Prathibha Pharmacy College, Warangal, Telangana, India

INTRODUCTION

In general, drugs with low water solubility, difficulty in formulation development as conventional dosage forms, as they existent problems such as slow onset of action, low oral bioavailability, shortage of dose proportionality, failure to attain stable plasma levels (steady state concentration), and dislikable side effects^1-4. New approaches are developed and reported to enhance the oral bioavailability therapeutic efficiency by gastro retentive delivery^5-10, through permeation by buccal delivery^11-14, solubility by complexation and liquisolid comapcts^15-17, osmotic drug delivery^18,19, transfersomes^20,21, colon delivery²², alternative delivery systems^23,24 etc. Administration by the oral route of the drug is most prevalent strategy for drug transport. Regardless of the fame and flexibility of the oral course, huge issues endure. Not all drugs have the physical, chemical or biological qualities essential for the effective treatment by oral delivery²⁵. Issues, for example, poor solubility or chemical stability of the gastrointestinal tract, poor porousness through the organic films or affectability to digestion are outstanding to bring about the dismissal of potential medication hopefuls as useful items^26,27. Lipid based drug delivery have been proposed as a method for by-passing some of safer drugs or physical obstructions related with inadequately effectiveness of drugs^28,29. These potential drug deliveries incorporate the more traditional structures, for example, emulsions and microemulsions, and in addition later ones, for example, liposomes, microspheres, solid lipid nanoparticles (SLNs)^30-33 and nanostructured lipid carriers (NLC)^34-38 and also reduction of particle size (nanosuspension)^39-41 to improve the oral bioavailability.

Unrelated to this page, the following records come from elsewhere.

PR #6019, opened 2022-09-29
story: fix story printing

### LINKED ISSUE #6017: +story-list: each line in a commit is printed to the right of the previous
**Describe the bug**
```
> +story-list, =desk %garden

commit: 0v10.blbfu.8a414.qrjqo.ov847.gc6v7.6dpob.49i6s.ndi49.ve74j.a04qr
                                                                        some title

                                                                                  some body
                                                                                           |||
                                                                                              aaaaaaaaa

                                                                                                       bbbbbbb
    ---
```

**To Reproduce**
1. create a story and add a commit message
2. run +story-list on it
3. observe each line in a commit is printed to the right of the last

**Expected behaviour**
should be better formatted

**Notify maintainers**
@ynx0

tinnus-napbus:
`+story-list` produced janky indentation because the `$-(story wain)` functions encoded linefeeds in the cords of the wain and the printer doesn't like this.

Story printing functions have been changed to produce pure wains without linefeeds.

resolves #6017

### DIFF
--- a/pkg/base-dev/lib/story.hoon
+++ b/pkg/base-dev/lib/story.hoon
@@ -38,41 +38,17 @@
 ::
 ::  Canonical textual representation
 ::
-++  tako-to-text
-  |=  [=tako:clay]
-  ^-  tape
-  "commit: {<`@uv`tako>}\0a"
-::
-++  proses-to-text
-  |=  [=proses]
-  ^-  tape
-  =/  proses-list=(list prose)  ~(tap in proses)
-  ?:  ?=(~ proses-list)  ""
-  ?:  ?=([prose ~] proses-list)
-    (prose-to-text i.proses-list)
-  %-  tail
-  %^  spin  `(list prose)`t.proses-list
-    (prose-to-text i.proses-list)
-  |=  [prz=prose state=tape]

Lipid nanoparticles such as SLNs are emerging as alternative carriers to colloidal drug systems, for controlled systems and targeted delivery. These are in submicron size range (50-1000 nm) and are made of biocompatible and biodegradable materials capable of incorporating both lipophilic, hydrophilic drugs, protein delivery^42,43 and also surface modification for enhanced delivery and stability⁴⁴. SLNs combine the advantage of different colloidal carriers, for instance, like emulsions and liposomes, these are physiologically acceptable and like polymeric nanoparticles, controlled release of drug from lipid matrix can be anticipated^45,46.

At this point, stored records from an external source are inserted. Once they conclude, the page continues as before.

PR #6022, opened 2022-09-30
aqua: make `%swap-files` poke take a desk and add it to pill

dr-frmr:
Previously, attempting to use aqua's `%swap-files` poke would crash, since the scry path was malformed. The desk was also hard-coded to `%work` -- now the user inputs a desk name. I've tested the new poke, and was able to successfully add a desk to aqua's pill and spin up a new fakeship with it, which then properly installed the agents in that desk.


philipcmonk (approved):
Looks good, thanks!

SLNs are particles made from solid lipids (i.e., lipids solid at room temperature and also at body temperature) and stabilized by surfactant(s). By definition, the lipids can be highly purified triglycerides, complex glyceride mixtures or even waxes. Through the work of various research groups, the SLN carrier system has been characterized intensively in various applications also^47-51.

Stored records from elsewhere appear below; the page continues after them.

PR #6030, opened 2022-10-14
npm README typo: setings -> settings

0x70b1a5:


belisarius222 (approved):
lgtm

zalberico:
@belisarius222 - I switched the base branch to `next/arvo` and then (accidentally) merged the updates of that branch in instead of rebasing this on top of it (clicked the wrong button in github UI).

When I assign it I'm not looking for a lgtm as much as ownership in getting it to the final state (approved/merged, closed for some other reason, changes needed and X person will make them). In this case, it'd be getting it on `next/arvo` and then merging it to close it.

There's some failing tests here (not sure if that matters) and I annoyingly can't fix the merge with a hard reset/force push because I don't have access to the underlying repo fork.

belisarius222:
Ok, noted. I wasn't sure if I should merge it or let someone else merge it, but when I reviewed it (before your rebase), there was only one commit, which modified only a readme text file -- no code changes at all -- so I felt comfortable approving it at least.

Sounds like in the future, if a PR is a clear win like this, I should check the base branch is what it should be (next/arvo in this case), then go ahead and merge the PR into that branch. Is that correct?

—
Ted Blackman
CTO | Urbit Foundation
~rovnys-ricfer
https://twitter.com/rovnys

matildepark:
Why does a README typo change have to hit next/arvo? Its changes are not contingent on next/arvo changes, and it was just fine being merged into master.

zalberico:
Yes - it's a readme change so in this case it doesn't really matter, but nothing merges into master outside of release (next/arvo).

That way `next/arvo` doesn't need to update master unless something went into it from a release. With runtime in a separate repo (soon) this will be generally true and we have clean releases from next/arvo merges.

zalberico:
> Sounds like in the future, if a PR is a clear win like this, I should check the base branch is what it should be (next/arvo in this case), then go ahead and merge the PR into that branch. Is that correct?

Yep - I think that's the way forward.

zalberico:
Closing in favor of 6083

Great progress has been made in the treatment of a variety of diseases by using drug delivery systems including solid lipid nanoparticles (SLN). Controlled drug delivery, enhancement of bioavailability of entrapped drugs via modification of dissolution rate^52-54 and/or improvement of tissue distribution and targeting of drugs^55-58 by using SLNs and NLCs have been reported.

Extensive literature was reported in the development of drug loaded SLNs and NLCs to improve the oral bioavailability of poorly soluble and absorbable drugs^59-62. But, there is no specific review reported on the pharmacodynamic activity of SLNs reported. Therefore, in this review, mainly discuss about the pharmacodynamic effect of drug loaded SLNs of low bioavailability drugs.

CASE STUDIES

Simvastatin solid lipid nanoparticles

Simvastatin (ST) is a lipid lowering drug with low oral bioavailability of about 5%. The poor bioavailability constraint requires the development of efficient delivery system, which could improve the oral absorption and transport of ST. ST-SLNs are prepared using homogenization method, employed Compritol and Precirol as solid lipids, Tween 80 as surfactant. The mean particle size, zeta potential (ZP), entrapment efficiency (EE) was observed to be below 200 nm, 96% and -25 mV respectively. The pharmacodynamic study of ST-SLNs is conducted in wistar rats at a dose of 0.1 mL in 1 g/kg of poloxamer F-127 solution induced hyperlipedemia. From the results, the formulation of ST reduced the total cholesterol, low density lipoproteins and increased high density lipoproteins compared with drug suspension⁶³. List of various drugs loaded SLNs on pharmacodynamic activity showed in Table 1.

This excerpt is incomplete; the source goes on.